During the test, I found that the frequency instability was much higher than what the default configuration of gr4-packet-modem is prepared to deal with. The signal drifted by hundreds of Hz over the course of a few minutes, so I frequently need retune the receiver manually by looking at the spectrum of the received signal in GNU Radio 3.10. I also needed to increase a lot the frequency search range of the Syncword Detection block and the bandwidth of the Costas Loop in the gr4-packet-modem receiver. So I guess the experiment was not so technically uninteresting in the end, as it provided the chance to test the receiver in very different operating conditions regarding frequency drift compared to all the other tests I have done with this software. The figure below shows a waterfall of the IQ signal recorded at the receiver. The frequency drift is quite clear. There is also a manual retuning visible.

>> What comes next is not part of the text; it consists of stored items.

PR #1736, opened 2019-09-19
E2E Introduce Temperature Filter (Azure) Function

yophilav:
Introduce an end-to-end test for temperature filter function. 
This is an end-to-end test mimic the steps in "Deploy Azure functions as IoT Edge modules" tutorial: https://docs.microsoft.com/en-us/azure/iot-edge/tutorial-deploy-function.


edge-modules/functions/README.md
```diff
@@ -1,38 +1,43 @@
 # Function Sample
```
damonbarry: Looking at this file more carefully, I think I agree with your first impression...we might just want to remove it. The doc you referenced (https://docs.microsoft.com/en-us/azure/iot-edge/tutorial-deploy-function) already describes what you need to do, in a more generalized and user-friendly way.  :)

test/Microsoft.Azure.Devices.Edge.Test/Module.cs
```diff
@@ -12,20 +12,24 @@ namespace Microsoft.Azure.Devices.Edge.Test
...
     public class Module : ManualProvisioningFixture
     {
-        private const string DefaultSensorImage = "mcr.microsoft.com/azureiotedge-simulated-temperature-sensor:1.0";
+        private string GetTempSensorImage()
+        {
+            const string DefaultSensorImage = "mcr.microsoft.com/azureiotedge-simulated-temperature-sensor:1.0";
+            return Context.Current.TempSensorImage.GetOrElse(DefaultSensorImage);
+        }
 
+        [Category("TempSensor")]
```
damonbarry: Why add this category?

test/Microsoft.Azure.Devices.Edge.Test/Module.cs
```diff
@@ -12,20 +12,24 @@ namespace Microsoft.Azure.Devices.Edge.Test
 
     public class Module : ManualProvisioningFixture
     {
-        private const string DefaultSensorImage = "mcr.microsoft.com/azureiotedge-simulated-temperature-sensor:1.0";
+        private string GetTempSensorImage()
```
damonbarry: I'd have this function return a `(string name, string image)` tuple so that tests can do:

```
var tempSensor = GetTempSensor();
// ...
    builder => { builder.AddModule(tempSensor.name, tempSensor.image); },
// ...
EdgeModule sensor = deployment.Modules[tempSensor.name];
```

test/Microsoft.Azure.Devices.Edge.Test/Module.cs
```diff
@@ -56,33 +60,72 @@ public async Task TempSensor()
...
 
+        [Category("TempSensor")]
         [Test]
         public async Task TempFilter()
         {
-            string sensorImage = Context.Current.TempSensorImage.GetOrElse(DefaultSensorImage);
-            string filterImage = Context.Current.TempFilterImage.Expect(() => new ArgumentException());
+            string filterImage = Context.Current.TempFilterImage.Expect(() => new ArgumentException("tempFilterImage parameter is required for TempFilter test"));
+
+            const string filterModName = "tempFilter";
```
damonbarry: "Mod" is not a common abbreviation for module so I wouldn't recommend using it in variable names.

test/Microsoft.Azure.Devices.Edge.Test/Module.cs
damonbarry: I get that you might want to run all the tempSensor-related tests together, but I think you could do that with `--filter Name~Temp` (or `--filter FullyQualifiedName~Microsoft.Azure.Devices.Edge.Test.Module.Temp`).

test/Microsoft.Azure.Devices.Edge.Test/Module.cs
```diff
@@ -56,33 +60,72 @@ public async Task TempSensor()
...
+
+            const string filterFuncModuleName = "tempFilterFunctions";
+            const string tempSensorModName = "tempSensor";
+
+            CancellationToken token = this.TestToken;
+
+            EdgeDeployment deployment = await this.runtime.DeployConfigurationAsync(
+                builder =>
+                {
+                             builder.AddModule(tempSensorModName, this.GetTempSensorImage());
```
damonbarry: Can you fix the indentation here?

test/Microsoft.Azure.Devices.Edge.Test/helpers/Context.cs
```diff
@@ -97,8 +97,9 @@ public Context()
             this.RootCaKeys = GetAndValidateRootCaKeys();
             this.SetupTimeout = TimeSpan.FromMinutes(context.GetValue("setupTimeoutMinutes", 5));
             this.TeardownTimeout = TimeSpan.FromMinutes(context.GetValue("teardownTimeoutMinutes", 2));
-            this.TempSensorImage = Option.Maybe(Get("tempSensorImage"));
+            this.TempFilterFunc = Option.Maybe(Get("tempFilterFunc"));
```
damonbarry: It pains me to make the variable longer, but this one should end in "Image" like the others (at least the context.json parameter, and probably the C# property as well. 😢 If we want to keep it shorter, I don't mind "tempFunctionImage".

test/Microsoft.Azure.Devices.Edge.Test/Module.cs
yophilav: Side question: How do you know when to ` return by tuplex ` or using say ` GetTempSensor( out tempSensor ) ` ?

damonbarry: I think you should generally prefer tuples. From the `out` [docs](https://docs.microsoft.com/en-us/dotnet/csharp/language-reference/keywords/out-parameter-modifier): "Declaring a method with out arguments is a classic workaround to return multiple values. Beginning with C# 7.0, consider tuples for similar scenarios."

yophilav: I know you asked for a tuple but I'm giving a `tempSensor` class.

test/Microsoft.Azure.Devices.Edge.Test/Module.cs
yophilav: ` filterModName ` has leveled up to be ` filterModuleName `

test/Microsoft.Azure.Devices.Edge.Test/Module.cs
yophilav: Oh my, how did it even get this bad. 😬

test/Microsoft.Azure.Devices.Edge.Test/helpers/Context.cs
yophilav: That's very reasonable. The member variable is now `TempFilterFuncImage` for the config JSON `tempFilterFuncImage`

yophilav:
I'm not removing `DeviceId` yet. I'm thinking it would be more related to the change regarding module uniqueness. In the last 2 commits are solely addressing the comments from this PR.

test/Microsoft.Azure.Devices.Edge.Test/Module.cs
yophilav: Fact check: I'm giving you a tempSensor tuple as requested.

test/Microsoft.Azure.Devices.Edge.Test/Module.cs
```diff
@@ -12,24 +12,25 @@ namespace Microsoft.Azure.Devices.Edge.Test
 
     public class Module : ManualProvisioningFixture
     {
-        private string GetTempSensorImage()
+        private (string Name, string Image) GetTempSensorImage()
```
damonbarry: Name and Image should be lowercased (technically camelCase).

damonbarry: ...but actually, we have a problem here where the name "tempSensor" will be used for three different modules on a single device (when all of the tests are run together), which IoT Hub doesn't like (at least, not within such a short period of time) and which might cause test failures. So this method probably needs to go away, replaced by a class-level const for the tempSensor image, and then unique names for the tempSensor identity in each test.

test/Microsoft.Azure.Devices.Edge.Test/Module.cs
```diff
@@ -12,6 +12,35 @@ namespace Microsoft.Azure.Devices.Edge.Test
...
     public class Module : ManualProvisioningFixture
     {
+        private sealed class TempSensorModule
+        {
+            public string Name { get; }
+            public string Image { get; }
+
+            private const string DefaultSensorImage = "mcr.microsoft.com/azureiotedge-simulated-temperature-sensor:1.0";
+            // Make sure it's thread-safe
+            private static readonly object padlock = new object();
```
damonbarry: I wouldn't introduce a lock for thread safety unless there's a demonstrated need for it.

test/Microsoft.Azure.Devices.Edge.Test/Module.cs
```diff
@@ -12,6 +12,35 @@ namespace Microsoft.Azure.Devices.Edge.Test
...
+            private static int instanceCount = 0;
+
+            private TempSensorModule()
```
damonbarry: Did StyleCop warn about this? I'd remove it since it's empty, it's never used, and using it would put the object in a bad state (`Name` and `Image` would be `null` I think).

PR #1739, opened 2019-09-20
Allow hostnames to contain upper-case letters

arsing:
This change removes the additional restriction that hostnames must not contain
upper-case A-Z. The reason for the restriction was to be consistent with
Kubernetes services, but we've received feedback from non-Kubernetes users
that they'd like to use upper-case.


edgelet/iotedge/src/check/mod.rs
```diff
@@ -1964,22 +1964,26 @@ fn is_rfc_1035_valid(name: &str) -> bool {
             Some(c) => c,
             None => return false,
         };
-        if first_char < 'a' || first_char > 'z' {
+        let first_char_invalid =
+            (first_char < 'a' || first_char > 'z') && (first_char < 'A' || first_char > 'Z');
```
darobs: Could this be replaced by  `is_ascii_alphabetic()`?

arsing: Oh yeah, good point. Done.

edgelet/iotedge/src/check/mod.rs
```diff
@@ -1964,22 +1964,26 @@ fn is_rfc_1035_valid(name: &str) -> bool {
...
+        if first_char_invalid {
             return false;
         }
 
-        if label
-            .chars()
-            .any(|c| (c < 'a' || c > 'z') && (c < '0' || c > '9') && c != '-')
-        {
+        let any_char_invalid =
+            |c| (c < 'a' || c > 'z') && (c < 'A' || c > 'Z') && (c < '0' || c > '9') && c != '-';
```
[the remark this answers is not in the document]
arsing: Done.

arsing:
Done.

PR #1743, opened 2019-09-23
#5321638: RuntimeInfoProvider.GetModules is racy

vipeller:
causing parallel unit tests failing. Modified RuntimeInfoProvider to handle exceptions caused by requesting information about removed modules.

### DIFF
--- a/edge-agent/test/Microsoft.Azure.Devices.Edge.Agent.Docker.Test/RuntimeInfoProviderTest.cs
+++ b/edge-agent/test/Microsoft.Azure.Devices.Edge.Agent.Docker.Test/RuntimeInfoProviderTest.cs
@@ -340,7 +340,7 @@ namespace Microsoft.Azure.Devices.Edge.Agent.Docker.Test
             var missingContainerName = "container2";
             var containersToReturn = new[] { "container1", "container2", "container3" };
 
-            var dockerClient = SetupDockerClient(missingContainerName, containersToReturn);
+            var dockerClient = this.SetupDockerClient(missingContainerName, containersToReturn);
             var provider = await RuntimeInfoProvider.CreateAsync(dockerClient);
 
             var moduleInfo = await provider.GetModules(CancellationToken.None);
@@ -350,8 +350,8 @@ namespace Microsoft.Azure.Devices.Edge.Agent.Docker.Test
 
             var expectedContainerNames = containersToReturn
                                             .Where(c => !c.Equals(missingContainerName))
-                                            .Select(c => c.Substring(1))    // cuts the first letter
-                                            .Concat(new[] { "dgeAgent" });  // added anyway
+                                            .Select(c => c.Substring(1))
+                                            .Concat(new[] { "dgeAgent" });
 
             Assert.Equal(expectedContainerNames, actualContainerNames);
         }
@@ -363,7 +363,7 @@ namespace Microsoft.Azure.Devices.Edge.Agent.Docker.Test
             var missingContainerName = "edgeAgent";
             var containersToReturn = new[] { "container1", "container2", "container3" };
 
-            var dockerClient = SetupDockerClient(missingContainerName, containersToReturn);
+            var dockerClient = this.SetupDockerClient(missingContainerName, containersToReturn);
             var provider = await RuntimeInfoProvider.CreateAsync(dockerClient);
 
             var moduleInfo = await provider.GetModules(CancellationToken.None);
@@ -372,7 +372,7 @@ namespace Microsoft.Azure.Devices.Edge.Agent.Docker.Test
                                             .Select(m => m.Name);
 
             var expectedContainerNames = containersToReturn
-                                            .Select(c => c.Substring(1));    // cuts the first letter
+                                            .Select(c => c.Substring(1));
 
             Assert.Equal(expectedContainerNames, actualContainerNames);
         }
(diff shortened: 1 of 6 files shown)


edge-util/src/Microsoft.Azure.Devices.Edge.Util/Option.cs
```diff
@@ -202,6 +202,25 @@ public Option<T> Filter(Func<T, bool> predicate)
 
     public static class Option
     {
+        public static IEnumerable<T> FilterMap<T>(this IEnumerable<Option<T>> source, Func<T, bool> predicate)
+        {
+            Preconditions.CheckNotNull(source, nameof(source));
+            Preconditions.CheckNotNull(predicate, nameof(predicate));
+
+            foreach (var item in source)
```
philipktlin: please run stylecop

edge-agent/test/Microsoft.Azure.Devices.Edge.Agent.Docker.Test/RuntimeInfoProviderTest.cs
```diff
@@ -332,5 +332,91 @@ public async Task GetModuleLogsTest()
...
+            var provider = await RuntimeInfoProvider.CreateAsync(dockerClient);
+
+            var moduleInfo = await provider.GetModules(CancellationToken.None);
+
+            var actualContainerNames = moduleInfo
+                                            .Select(m => m.Name);
+
+            var expectedContainerNames = containersToReturn
+                                            .Where(c => !c.Equals(missingContainerName))
+                                            .Select(c => c.Substring(1))    // cuts the first letter
```
philipktlin: why needs to cut the first letter?

edge-util/src/Microsoft.Azure.Devices.Edge.Util/Option.cs
```diff
@@ -202,6 +202,25 @@ public Option<T> Filter(Func<T, bool> predicate)
...
+                    yield return item.OrDefault();
+        }
+
+        public static IEnumerable<T> FilterMap<T>(this IEnumerable<Option<T>> source)
+        {
+            Preconditions.CheckNotNull(source, nameof(source));
+
+            foreach (var item in source)
+                if (item.HasValue)
+                    yield return item.OrDefault();
```
philipktlin:
```suggestion
                    yield return item.Value;
```

edge-agent/test/Microsoft.Azure.Devices.Edge.Agent.Docker.Test/RuntimeInfoProviderTest.cs
vipeller: that is what RuntimeInfoProvider class does in the ExtractModuleRuntimeState() method. It would trim the module name, so I do the same in the test with the passed name strings. I suppose originally it trims a special character returned by docker api.

edge-util/src/Microsoft.Azure.Devices.Edge.Util/Option.cs
vipeller: 'Value' property is not accessible by the extension method, because it is private. The two options are OrDefault() or Expect(), where Expect() needs a function creating an exception when there is no value. As I check and ensure that always there is a value (previous 'if'), I figured that using OrDefault() is safe and seemed more simple.

edge-agent/test/Microsoft.Azure.Devices.Edge.Agent.Docker.Test/RuntimeInfoProviderTest.cs
philipktlin: I figured out container name returned from docker.DotNet NuGet will contains "/" prefix.  Therefore we remove 1st characters.

Therefore I think expectedContainersNames should be the same as containersToReturn; You need to update containerList variable in SetupDockerClient to returns each container name with "/" prefix.

edge-agent/test/Microsoft.Azure.Devices.Edge.Agent.Docker.Test/RuntimeInfoProviderTest.cs
```diff
@@ -332,5 +332,91 @@ public async Task GetModuleLogsTest()
...
+
+            Assert.Equal(expectedContainerNames, actualContainerNames);
+        }
+
+        private IDockerClient SetupDockerClient(string nonExistingContainer, params string[] containers)
+        {
+            var dockerClient = new Mock<IDockerClient>();
+            var dockerContainer = new Mock<IContainerOperations>();
+            var dockerSystem = new Mock<ISystemOperations>();
+            var containerList = containers.Select(c => new ContainerListResponse { ID = c }).ToList();
```
philipktlin:
```suggestion
            var containerList = containers.Select(c => new ContainerListResponse { ID = $"/{s}" }).ToList();
```

edge-agent/test/Microsoft.Azure.Devices.Edge.Agent.Docker.Test/RuntimeInfoProviderTest.cs
vipeller: ok, now I am adding the prefix in the mocked docker api object, so the test method doesn't need to trim the first letter

edge-agent/test/Microsoft.Azure.Devices.Edge.Agent.Docker.Test/RuntimeInfoProviderTest.cs
vipeller: adding the trailing '/' a few lines below

PR #1748, opened 2019-09-24
[k8s] Lifecycle manager for kubernetes needs to return all active modules.

darobs:


edge-agent/src/Microsoft.Azure.Devices.Edge.Agent.Edgelet/ModuleIdentityLifecycleManager.cs
```diff
@@ -44,7 +37,19 @@ public ModuleIdentityLifecycleManager(IIdentityManager identityManager, ModuleId
             }
         }
 
-        async Task<IImmutableDictionary<string, IModuleIdentity>> GetModuleIdentitiesAsync(Diff diff)
+        protected virtual async Task<IImmutableDictionary<string, IModuleIdentity>> GetModuleIdentitiesWorkAsync(ModuleSet desired, ModuleSet current)
```
kkdawkins: We should think about this design better. It's not clear what the goal is unless you read through both implementations. Perhaps create a virtual method that "manages" empty diff sets. Then, for Kube, you can have that be a noop (return true or something).

Just GetModuleIdentitiesWork is confusing because you're clearly abstracting away **one** behavior (empty diff handling) but that's not clear from the design of this virtual method.

edge-agent/src/Microsoft.Azure.Devices.Edge.Agent.Service/modules/KubernetesModule.cs
```diff
@@ -189,7 +189,8 @@ protected override void Load(ContainerBuilder builder)
             // KubernetesRuntimeInfoProvider
             builder.Register(c => new KubernetesRuntimeInfoProvider(this.deviceNamespace, c.Resolve<IKubernetes>(), c.Resolve<IModuleManager>()))
                 .As<IRuntimeInfoProvider>()
-                .As<IRuntimeInfoSource>();
+                .As<IRuntimeInfoSource>()
+                .SingleInstance();
```
kkdawkins: Did you mean to add SingleInstance?

edge-agent/src/Microsoft.Azure.Devices.Edge.Agent.Edgelet/ModuleIdentityLifecycleManager.cs
kkdawkins: Also, scoping down the virtual behavior to something like empty diff handler will scope down the surface here. I could see someone in the future not realize what's happening and add generic behavior to one but not the other.

edge-agent/src/Microsoft.Azure.Devices.Edge.Agent.Service/modules/KubernetesModule.cs
kkdawkins: Checking b/c it seems unrelated to PR :)

darobs: Yes, this was a bug discovered testing this.  Can't prove I've fixed the problem without this change.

In the remote PC on the teleport I ran a GNU Radio 3.10 flowgraph that decimated the signal to 500 sps (4 samples/symbol, which is what the modem usually runs at), recorded this to an IQ file and also wrote it to a FIFO. The gr4-packet-modem packet_receiver_file application was used to read from the FIFO and decode the data in real time (although latency was quite large at such a low sample rate). The plot_symbols.py script showed constellation plots of each received packet. gr4-packet-modem is normally used with TUN devices on Linux to implement IP communications. In this case I sent ping packets from my laptop in Madrid and received them in the teleport PC. There was no path for the ping replies to be sent back. This was a one-way test only.
The figure below shows a screenshot of the remote PC during the test. We can see the constellation plot for one packet (which gives evidence that at this SNR there is a reasonable probability of decoding short packets without errors), a Wireshark screen showing the received pings (a ping packet is sent every 6 seconds, since it takes around 4 seconds to transmit at 250 bps), and a terminal with the log of the gr4-packet-modem receiver, which contains Es/N0 estimates.
First I tested transmitting ping packets as short as possible (ping -s 0, which gives 28-byte IPv4 packets). Most of these packets were decoded successfully. Then I tested the normal ping size (which gives 84-byte IPv4 packets). For these the error rate was somewhat higher. The moment when the ping size is changed can be seen in the waterfall shown above.
I have published the IQ recording for this test as the dataset “Test of gr4-packet-modem through an Intelsat 37e C-band transponder” in Zenodo. This recording is already in cf32_le format at 4 samples/symbol, so it can be processed directly by the packet_receiver_file application. However, to get valid decodes it is necessary to increase the frequency search range (which can be done with command line arguments) and the Costas Loop bandwidth (which currently can only be done by editing the values declared in payload_metadata_insert.hpp).
Interesting experiment. With such extremely low symbol rates , how much of the noise is caused by the close in phase noise (up & down converts + satellite) vs the actual link noise?
Looking at the constellation plots I would say that thermal noise dominates, since the noise variance in the amplitude direction is comparable to the noise variance in the phase direction. This depends on how the loop bandwidth is adjusted.
I’ve been building a single-carrier IP modem in C since about May. I kind of lost gusto when it was time to move it to the Raspberry Pi. I think I’m not much of a hardware man anymore… The attraction is QPSK replacing FSK (moving power from carrier to information) and thinking about 10 meters and VHF, as it is 1200 baud. I haven’t tested my Gardner TED yet, so hardware is calling me! Very much enjoyed your blog.